“There was no question of whether the child who had lived a fraction of the life he had lived should be spared or not,” Umm said, voice cracking in the end. When she drew her next breath, Zafira heard the rattle in her chest. The pain.
Zafira rubbed her face and her fingers came away wet with tears.
Umm lifted her hands. “Yaa, my abal, don’t cry for me.”
Oh, my wild rose.
Zafira hadn’t heard the endearment in years. Everything clawed up her throat, scraping her insides, tearing her resolve. Her father had whispered it last, and then she’d been fighting his iron grasp, gasping for her life.
She remembered that sudden stillness after Umm drove her jambiya through his heart. Red darted across her vision now. Dark red, a line painted down Baba’s chest.
Zafira stepped closer. She crouched. Sat. With each movement, her guilt grew as she realized how selfish she had been. She reached for Umm’s hands, closing her fingers around the coolness of her mother’s. The tears fell now. One after the other, they trickled from a crevice in her chest, turning into a stream flooding from her heart. Umm’s eyes wilted into sadness.
“Sometimes I forget his face,” Umm whispered.
How could something so painless as the loss of memory hurt so much? The raw despair in her mother’s gaze gripped her.
Zafira could never forget Baba’s face. She could never forget Baba—khalas, that was that. Yet she had ignored her living parent. She had left her mother to mourn alone. For no matter how much time Lana spent with Umm, it was Zafira who had been there when Baba breathed his last. It was Zafira who understood Umm’s grief.
That very mother who had saved her life.
She had allowed her pain to harden into anger. Allowed that anger to fester, blinding her to Umm’s suffering. If Zafira grieved from seeing her father die at the hands of her mother, how did it feel for Umm to live with the hands she had used to slay her beloved?
How had it felt for Umm to choose between one love and another?
Zafira forced air into her lungs. She shuttered her selfish, burning eyes and dropped her head to Umm’s lap, the gesture foreign. Familiar.

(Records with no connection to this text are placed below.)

PR #208, opened 2017-11-20
Return success before fully deployed

dturn:
Support a new annotation on deployments: `kubernetes-deploy.shopify.io/required-rollout`. It changes the behavior of deploy_succesful? 

- `full`: maintain current behavior. 
- `none`: deploy is sucessful as soon as the new rs is created for the deploy.
- `maxUnavailable`: Only for RollingUpdate deploys. The deploy is successful when there are less than `strategy.RollingUpdate.maxUnavailable` (supports both the % and fixed number) updated & ready replicas.

This feature is useful when deployments may take an extended period of time to fully roll out. This could happen when cluster capacity is near usage.

### DIFF
--- a/README.md
+++ b/README.md
@@ -122,10 +122,19 @@ You can add additional variables using the `--bindings=BINDINGS` option. For exa
 
 
 ### Customizing behaviour with annotations
-
 - `kubernetes-deploy.shopify.io/timeout-override`: Override the tool's hard timeout for one specific resource. Both full ISO8601 durations and the time portion of ISO8601 durations are valid. Value must be between 1 second and 24 hours.
   - _Example values_: 45s / 3m / 1h / PT0.25H
   - _Compatibility_: all resource types (Note: `Deployment` timeouts are based on `spec.progressDeadlineSeconds` if present, and that field has a default value as of the `apps/v1beta1` group version. Using this annotation will have no effect on `Deployment`s that time out with "Timeout reason: ProgressDeadlineExceeded".)
+- `kubernetes-deploy.shopify.io/required-rollout`: Modifies how much of the rollout needs to finish
+before the deployment is considered successful.
+  - _Compatibility_: Deployment
+  - `full`: The deploy is successful when all pods in the new ReplicaSet are ready.
+  - `none`: The deploy is successful as soon as the new `replicaSet` is created for the deploy
+  - `maxUnavailable`: The deploy is successful when minimum availability is reached in the new ReplicaSet.
+  In other words, the number of new pods that must be ready is equal to `spec.replicas` - `strategy.RollingUpdate.maxUnavailable`
+  (converted from percentages by rounding up, if applicable). This option is only valid for deployments
+  that use the `RollingUpdate` strategy.
+
 
 ### Running tasks at the beginning of a deploy
 
--- a/README.md
+++ b/README.md
@@ -128,9 +128,9 @@ You can add additional variables using the `--bindings=BINDINGS` option. For exa
 - `kubernetes-deploy.shopify.io/required-rollout`: Modifies how much of the rollout needs to finish
 before the deployment is considered successful.
   - _Compatibility_: Deployment
-  - `full`: The deploy is successful when all pods in the new ReplicaSet are ready.
-  - `none`: The deploy is successful as soon as the new `replicaSet` is created for the deploy
-  - `maxUnavailable`: The deploy is successful when minimum availability is reached in the new ReplicaSet.
+  - `full`: The deployment is successful when all pods in the new `replicaSet` are ready.
+  - `none`: The deployment is successful as soon as the new `replicaSet` is created for the deployment.
+  - `maxUnavailable`: The deploy is successful when minimum availability is reached in the new `replicaSet`.
   In other words, the number of new pods that must be ready is equal to `spec.replicas` - `strategy.RollingUpdate.maxUnavailable`
   (converted from percentages by rounding up, if applicable). This option is only valid for deployments
   that use the `RollingUpdate` strategy.
--- a/lib/kubernetes-deploy/kubernetes_resource/deployment.rb
+++ b/lib/kubernetes-deploy/kubernetes_resource/deployment.rb
@@ -2,6 +2,9 @@
 module KubernetesDeploy
   class Deployment < KubernetesResource
     TIMEOUT = 7.minutes
+    REQUIRED_ROLLOUT_ANNOTATION = 'kubernetes-deploy.shopify.io/required-rollout'
+    REQUIRED_ROLLOUT_TYPES = %w(maxUnavailable full none).freeze
+    DEFAULT_REQUIRED_ROLLOUT = 'full'
 
     def sync
       raw_json, _err, st = kubectl.run("get", type, @name, "--output=json")
@@ -19,6 +22,7 @@ module KubernetesDeploy
         conditions = deployment_data.fetch("status", {}).fetch("conditions", [])
         @progress_condition = conditions.find { |condition| condition['type'] == 'Progressing' }
         @progress_deadline = deployment_data['spec']['progressDeadlineSeconds']
+        @max_unavailable = deployment_data.dig('spec', 'strategy', 'rollingUpdate', 'maxUnavailable')
       else # reset
         @latest_rs = nil
         @rollout_data = { "replicas" => 0 }
@@ -26,6 +30,7 @@ module KubernetesDeploy
         @progress_condition = nil
         @progress_deadline = @definition['spec']['progressDeadlineSeconds']
         @desired_replicas = -1
+        @max_unavailable = @definition.dig('spec', 'strategy', 'rollingUpdate', 'maxUnavailable')
       end
     end
 
@@ -43,10 +48,24 @@ module KubernetesDeploy
     def deploy_succeeded?
       return false unless @latest_rs.present?
 
-      @latest_rs.deploy_succeeded? &&
-      @latest_rs.desired_replicas == @desired_replicas && # latest RS fully scaled up
-      @rollout_data["updatedReplicas"].to_i == @desired_replicas &&
-      @rollout_data["updatedReplicas"].to_i == @rollout_data["availableReplicas"].to_i
+      case required_rollout
+      when 'full'
+        @latest_rs.deploy_succeeded? &&
+        @latest_rs.desired_replicas == @desired_replicas && # latest RS fully scaled up
+        @rollout_data["updatedReplicas"].to_i == @desired_replicas &&
+        @rollout_data["updatedReplicas"].to_i == @rollout_data["availableReplicas"].to_i
+      when 'none'
+        true
+      when 'maxUnavailable'
+        minimum_needed = min_available_replicas
+
+        @latest_rs.desired_replicas >= minimum_needed &&
+        @latest_rs.ready_replicas >= minimum_needed &&
+        @latest_rs.available_replicas >= minimum_needed
+      else
+        raise "#{REQUIRED_ROLLOUT_ANNOTATION}:#{required_rollout} is invalid "\
+        " Acceptable options: #{REQUIRED_ROLLOUT_TYPES.join(',')}"
+      end
     end
 
     def deploy_failed?
@@ -81,6 +100,23 @@ module KubernetesDeploy
       @found
     end
 
+    def validate_definition
+      super
+
+      unless REQUIRED_ROLLOUT_TYPES.include?(required_rollout)
+        @validation_errors << "#{REQUIRED_ROLLOUT_ANNOTATION}:#{required_rollout} is invalid "\
+        "Acceptable options: #{REQUIRED_ROLLOUT_TYPES.join(',')}"
+      end
+
+      if required_rollout.downcase == 'maxunavailable' && @definition.dig('spec', 'strategy').respond_to?(:downcase) &&
+        @definition.dig('spec', 'strategy').downcase == 'recreate'
+        @validation_errors << "#{REQUIRED_ROLLOUT_ANNOTATION}:#{required_rollout} is invalid "\
+        "with strategy 'rollingUpdate'"
+      end
+
+      @validation_errors.empty?
+    end
+
     private
 
     def deploy_failing_to_progress?
@@ -98,18 +134,22 @@ module KubernetesDeploy
       Time.parse(@progress_condition["lastUpdateTime"]).to_i >= (@deploy_started_at - 5.seconds).to_i
     end
 
-    def find_latest_rs(deployment_data)
-      label_string = deployment_data["spec"]["selector"]["matchLabels"].map { |k, v| "#{k}=#{v}" }.join(",")
+    def all_rs_data(match_labels)
+      label_string = match_labels.map { |k, v| "#{k}=#{v}" }.join(",")
       raw_json, _err, st = kubectl.run("get", "replicasets", "--output=json", "--selector=#{label_string}")
-      return unless st.success?
+      return {} unless st.success?
 
-      all_rs_data = JSON.parse(raw_json)["items"]
+      JSON.parse(raw_json)["items"]
+    end
+
+    def find_latest_rs(deployment_data)
       current_revision = deployment_data["metadata"]["annotations"]["deployment.kubernetes.io/revision"]
 
-      latest_rs_data = all_rs_data.find do |rs|
+      latest_rs_data = all_rs_data(deployment_data["spec"]["selector"]["matchLabels"]).find do |rs|
         rs["metadata"]["ownerReferences"].any? { |ref| ref["uid"] == deployment_data["metadata"]["uid"] } &&
         rs["metadata"]["annotations"]["deployment.kubernetes.io/revision"] == current_revision
       end
+
       return unless latest_rs_data.present?
 
       rs = ReplicaSet.new(
@@ -122,6 +162,19 @@ module KubernetesDeploy
       )
       rs.sync(latest_rs_data)
       rs
+    end
+
+    def min_available_replicas
+      if @max_unavailable =~ /%/
+        (@desired_replicas * (100 - @max_unavailable.to_i) / 100.0).ceil
+      else
+        @desired_replicas - @max_unavailable.to_i
+      end
+    end
+
+    def required_rollout
+      @definition.dig('metadata', 'annotations', REQUIRED_ROLLOUT_ANNOTATION).presence ||
+      DEFAULT_REQUIRED_ROLLOUT
     end
   end
 end
--- a/lib/kubernetes-deploy/kubernetes_resource/deployment.rb
+++ b/lib/kubernetes-deploy/kubernetes_resource/deployment.rb
@@ -63,8 +63,7 @@ module KubernetesDeploy
         @latest_rs.ready_replicas >= minimum_needed &&
         @latest_rs.available_replicas >= minimum_needed
       else
-        raise "#{REQUIRED_ROLLOUT_ANNOTATION}:#{required_rollout} is invalid "\
-        " Acceptable options: #{REQUIRED_ROLLOUT_TYPES.join(',')}"
+        raise FatalDeploymentError, rollout_annotation_err_msg
       end
     end
 
@@ -104,20 +103,24 @@ module KubernetesDeploy
       super
 
       unless REQUIRED_ROLLOUT_TYPES.include?(required_rollout)
-        @validation_errors << "#{REQUIRED_ROLLOUT_ANNOTATION}:#{required_rollout} is invalid "\
-        "Acceptable options: #{REQUIRED_ROLLOUT_TYPES.join(',')}"
+        @validation_errors << rollout_annotation_err_msg
       end
 
-      if required_rollout.downcase == 'maxunavailable' && @definition.dig('spec', 'strategy').respond_to?(:downcase) &&
-        @definition.dig('spec', 'strategy').downcase == 'recreate'
-        @validation_errors << "#{REQUIRED_ROLLOUT_ANNOTATION}:#{required_rollout} is invalid "\
-        "with strategy 'rollingUpdate'"
+      strategy = @definition.dig('spec', 'strategy', 'type').to_s
+      if required_rollout.downcase == 'maxunavailable' && strategy.downcase != 'rollingupdate'
+        @validation_errors << "'#{REQUIRED_ROLLOUT_ANNOTATION}: #{required_rollout}' is incompatible "\
+        "with strategy '#{strategy}'"
       end
 
       @validation_errors.empty?
     end
 
     private
+
+    def rollout_annotation_err_msg
+      "'#{REQUIRED_ROLLOUT_ANNOTATION}: #{required_rollout}' is invalid. "\
+        "Acceptable values: #{REQUIRED_ROLLOUT_TYPES.join(', ')}"
+    end
 
     def deploy_failing_to_progress?
       return false unless @progress_condition.present?
--- a/lib/kubernetes-deploy/kubernetes_resource/replica_set.rb
+++ b/lib/kubernetes-deploy/kubernetes_resource/replica_set.rb
@@ -3,13 +3,15 @@ require 'kubernetes-deploy/kubernetes_resource/pod_set_base'
 module KubernetesDeploy
   class ReplicaSet < PodSetBase
     TIMEOUT = 5.minutes
-    attr_reader :desired_replicas, :pods
+    attr_reader :desired_replicas, :ready_replicas, :available_replicas, :pods
 
     def initialize(namespace:, context:, definition:, logger:, parent: nil, deploy_started_at: nil)
       @parent = parent
       @deploy_started_at = deploy_started_at
       @rollout_data = { "replicas" => 0 }
       @desired_replicas = -1
+      @ready_replicas = -1
+      @available_replicas = -1
       @pods = []
       super(namespace: namespace, context: context, definition: definition, logger: logger)
     end
@@ -26,6 +28,8 @@ module KubernetesDeploy
         @rollout_data = { "replicas" => 0 }.merge(
           rs_data["status"].slice("replicas", "availableReplicas", "readyReplicas")
         )
+        @ready_replicas = @rollout_data['readyReplicas'].to_i
+        @available_replicas = @rollout_data["availableReplicas"].to_i
         @status = @rollout_data.map { |state_replicas, num| "#{num} #{state_replicas.chop.pluralize(num)}" }.join(", ")
         @pods = find_pods(rs_data)
       else # reset
@@ -34,6 +38,8 @@ module KubernetesDeploy
         @status = nil
         @pods = []
         @desired_replicas = -1
+        @ready_replicas = -1
+        @available_replicas = -1
       end
     end
 
--- a/test/fixtures/slow-cloud/web.yml.erb
+++ b/test/fixtures/slow-cloud/web.yml.erb
@@ -1,0 +1,37 @@
+apiVersion: apps/v1beta1
+kind: Deployment
+metadata:
+  name: web
+  annotations:
+    shipit.shopify.io/restart: "true"
+    kubernetes-deploy.shopify.io/required-rollout: maxUnavailable
+spec:
+  replicas: 3
+  strategy:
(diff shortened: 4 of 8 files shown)


dturn:
cc: @dwradcliffe @ibawt since we were just chatting about this. its still a wip, I'm looking for feedback before finishing it up

dwradcliffe:
I think it probably needs to be an annotation because each deployment might have different requirements

KnVerey:
I agree that an annotation makes more sense. I'd go with a generic name like `kubernetes-deploy.shopify.io/required-rollout` so we could theoretically expand it to multiple values in the future, e.g. `maxUnavailable` (this PR), `none` (could be a more flexible replacement for the `--skip-wait` feature)

lib/kubernetes-deploy/kubernetes_resource/deployment.rb
```diff
@@ -74,7 +81,7 @@ def pretty_timeout_type
 
     def deploy_timed_out?
       # Do not use the hard timeout if progress deadline is set
-      @progress_condition.present? ? deploy_failing_to_progress? : super
+      super #@progress_condition.present? ? deploy_failing_to_progress? : super
```
dturn: Are we assuming that deployments always use progressDeadlineSeconds and never the timeout in this file?

lib/kubernetes-deploy/kubernetes_resource/deployment.rb
```diff
@@ -74,7 +73,11 @@ def pretty_timeout_type
 
     def deploy_timed_out?
       # Do not use the hard timeout if progress deadline is set
-      @progress_condition.present? ? deploy_failing_to_progress? : super
+      if @definition['spec']['progressDeadlineSeconds'].present? && @progress_condition.present?
```
dturn: Looks like `k8s` merges in a default, this will check to see if you manually set one. This might be a behavior change

KnVerey: Yes, it would be a behaviour change. Why do you think that would be better? IMO getting the smarter timeout logic shouldn't depend on whether you liked the default value the server gives you. (interestingly, we originally intended to look at `@definition` but made a mistake... and I ended up thinking it was a happy accident 😄 )

dturn: I don't have strong feelings either way. Though the behavior being different on first vs subsequent deploys seems less than ideal and makes me wonder if there are cases the test aren't capturing. 

My bigger issue is without changing this behavior, I have no idea how to write a reliable test here.

KnVerey: > the behavior being different on first vs subsequent deploys

What do you mean by this? Why would that be the case?

> My bigger issue is without changing this behavior, I have no idea how to write a reliable test here.

Maybe I'm missing the obvious, but why does changing this behaviour help? I agree this is tricky to test reliably... you'd almost want a way to prevent the whole RS from coming up... I'll think about it.

lib/kubernetes-deploy/kubernetes_resource/deployment.rb
```diff
@@ -98,18 +101,53 @@ def deploy_failing_to_progress?
...
+        desired = min_unavailable_rollout.to_i
+      end
+
+      desired.to_i
+    end
+
+    def partial_deployment_success
+      minimum_needed = minimum_unavailable_replicas_to_succeeded
+
+      running_rs.size <= 2 &&
```
KnVerey: I can understand the motivation for this check, but couldn't it make the new feature ineffective for deployments with long-running jobs (like core has) that take a long time to terminate? We actually have a test asserting that terminating pods from older revisions do not impede deploy success. I'm not certain what that state looks like from a RS standpoint, but I'd expect it to be `desired = 0` and `replicas > 0`.

dturn:
ready for 👀 again.

lib/kubernetes-deploy/kubernetes_resource/deployment.rb
```diff
@@ -123,5 +126,35 @@ def find_latest_rs(deployment_data)
       rs.sync(latest_rs_data)
       rs
     end
+
+    def min_unavailable_rollout
```
KnVerey: I'd call this something like `required_rollout_type`, have it always return a value, i.e.:

```ruby
def required_rollout_type
  strategy = @definition.dig('metadata', 'annotations', 'kubernetes-deploy.shopify.io/required-rollout')
  strategy.presence || REQUIRED_ROLLOUT_TYPES.fetch(:full_availability)
end
```

The validation of the annotation value also needs to happen earlier, before the deploy might have run. I'd suggest overwriting `validate_definition` and calling `super` first, then validating required_rollout_type against a list in a constant if that passed.

lib/kubernetes-deploy/kubernetes_resource/deployment.rb
```diff
@@ -42,6 +40,7 @@ def fetch_logs
 
     def deploy_succeeded?
       return false unless @latest_rs.present?
+      return partial_deployment_success unless min_unavailable_rollout.blank?
```
KnVerey: I think the new concept you're introducing should have first-class visibility here. I.e. I'd move the case statement on `required_rollout_type` (or whatever you name the method) right in here, and have `minimum_unavailable_replicas` assume it's being asked in the context of the relevant rollout strategy.

lib/kubernetes-deploy/kubernetes_resource/deployment.rb
```diff
@@ -123,5 +126,35 @@ def find_latest_rs(deployment_data)
...
+    def min_unavailable_rollout
+      @definition.dig('metadata', 'annotations', 'kubernetes-deploy.shopify.io/required-rollout')
+    end
+
+    def minimum_unavailable_replicas_to_succeeded
+      desired = @desired_replicas
+
+      case min_unavailable_rollout
+      when 'maxUnavailable'
+        max_unavailable = @definition.dig('spec', 'strategy', 'rollingUpdate', 'maxUnavailable')
```
KnVerey: We need to use the value from `sync` rather than `@definition`, possibly with a fallback to `@definition` (like we do for `@progress_deadline`), since this value can be server-side defaulted.

lib/kubernetes-deploy/kubernetes_resource/deployment.rb
```diff
@@ -123,5 +126,35 @@ def find_latest_rs(deployment_data)
...
+        if max_unavailable =~ /%/
+          (desired * (100 - max_unavailable.to_i) / 100.0).to_i
```
KnVerey: This won't match k8s behaviour, because k8s rounds up (well, it rounds the maxUnavailable num down) and `Float.to_i` simply truncates (i.e. rounds down).

e.g. desired = 5, maxUnavailable = 25%, we should return 4 here and we'll return 3

lib/kubernetes-deploy/kubernetes_resource/deployment.rb
```diff
@@ -123,5 +126,35 @@ def find_latest_rs(deployment_data)
...
+          desired - max_unavailable.to_i
+        end
+      when 'none'
+        0
+      else
+        raise "#{min_unavailable_rollout} is not a valid value for required-rollout"
+      end
+    end
+
+    def partial_deployment_success
```
KnVerey: nit: returns a boolean so should end in a `?`

test/fixtures/slow-cloud/web.yml.erb
```diff
@@ -0,0 +1,75 @@
...
+        app: slow-cloud
+    spec:
+      containers:
+      - name: app
+        readinessProbe:
+          exec:
+            command:
+              - sleep
+              - '4'
+        image: nginx:alpine
```
KnVerey: we're trying to use busybox for everything now (with `imagePullPolicy: IfNotPresent` and `command: ["tail", "-f", "/dev/null"]`) so that the suite only pulls one tiny image.

test/fixtures/slow-cloud/web.yml.erb
```diff
@@ -0,0 +1,75 @@
...
+      maxUnavailable: 1
+  template:
+    metadata:
+      labels:
+        name: web
+        app: slow-cloud
+    spec:
+      containers:
+      - name: app
+        readinessProbe:
```
KnVerey: Instead of having the probe sleep, would it work to set `initialDelaySeconds` to `4`? I'd be surprised if this probe would ever pass as is, because `timeoutSeconds` is `1` by default. As a rule I've also been setting `periodSeconds` to `1` in fixtures, so that we don't get delayed 10s by the probe if something weird happens.

test/integration/kubernetes_deploy_test.rb
```diff
@@ -632,6 +632,18 @@ def test_can_deploy_deployment_with_zero_replicas
     ])
   end
 
+  def test_can_deploy_deployment_with_partial_rollout_success
+    result = deploy_fixtures("slow-cloud", subset: ["configmap-data.yml", "web.yml.erb"])
```
KnVerey: Since this test is the purpose of this fixture set, you shouldn't need to deploy a subset.

test/fixtures/slow-cloud/web.yml.erb
```diff
@@ -0,0 +1,75 @@
+apiVersion: extensions/v1beta1
+kind: Ingress
```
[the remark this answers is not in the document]
KnVerey: Doesn't look like you really use the configmap either.

test/fixtures/slow-cloud/web.yml.erb
```diff
@@ -0,0 +1,75 @@
...
+          name: http
+        env:
+        - name: GITHUB_REV
+          value: <%= current_sha %>
+        - name: CONFIG
+          valueFrom:
+            configMapKeyRef:
+              name: hello-cloud-configmap-data
+              key: datapoint1
+      - name: sidecar
```
KnVerey: This isn't doing anything useful, so I'd remove it.

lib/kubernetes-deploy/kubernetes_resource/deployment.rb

“Forgive me, Ummi. Forgive me,” Zafira pleaded. She repeated the words over and over. “For my elusion. For my anger.”
Selfish. Childish. Hateful. Skies, there was no daughter in Arawiya worse than her.
“Don’t beg, child. I, too, am sorry,” Umm lulled, and took Zafira’s face in her hands. There was no glint of madness looking back at Zafira from the ice-blue eyes she had inherited. “You did not come to me, and I did not come to you. We are both at fault, are we not?”
No. It was Zafira who was at fault. She had failed her duty as a daughter.
Umm brushed her thumb across Zafira’s damp cheek. “Lana tells me you will go to Sharr.”
She supposed her tears had to do with more than Umm and Baba. It was everything else, too. Yasmine’s marriage. Deen’s proposal. This trek to Sharr.
“I won’t be like Baba. I won’t return to hurt you. I will be victorious, or I will die.” There was steel in Zafira’s voice.
“I am not trying to stop you, my abal. I only want to know what the search is for.”
“The return of magic,” Zafira said. “The destruction of the Arz that took him from us.”
Umm considered that before she curved her lips into a smile, sending a thousand memories soaring through Zafira. She could see Baba there. She could see warm bread fresh out of the oven. Blankets creating a cocoon. She could see Lana’s small hands and Umm’s favorite ma’moul cookies.
It was gone now. All of it. Everything.
Because of the Arz.
“Avenge his death, Zafira. Avenge your father and destroy that forest.” Umm brushed her thumb across her cheek again, giving her a flicker of light to guide her unknown path. A path Zafira swore to follow.
“Be as victorious as the name I have given you, and bring the desert to its knees.”
Zafira took her mother’s words, one by one, and swallowed them whole.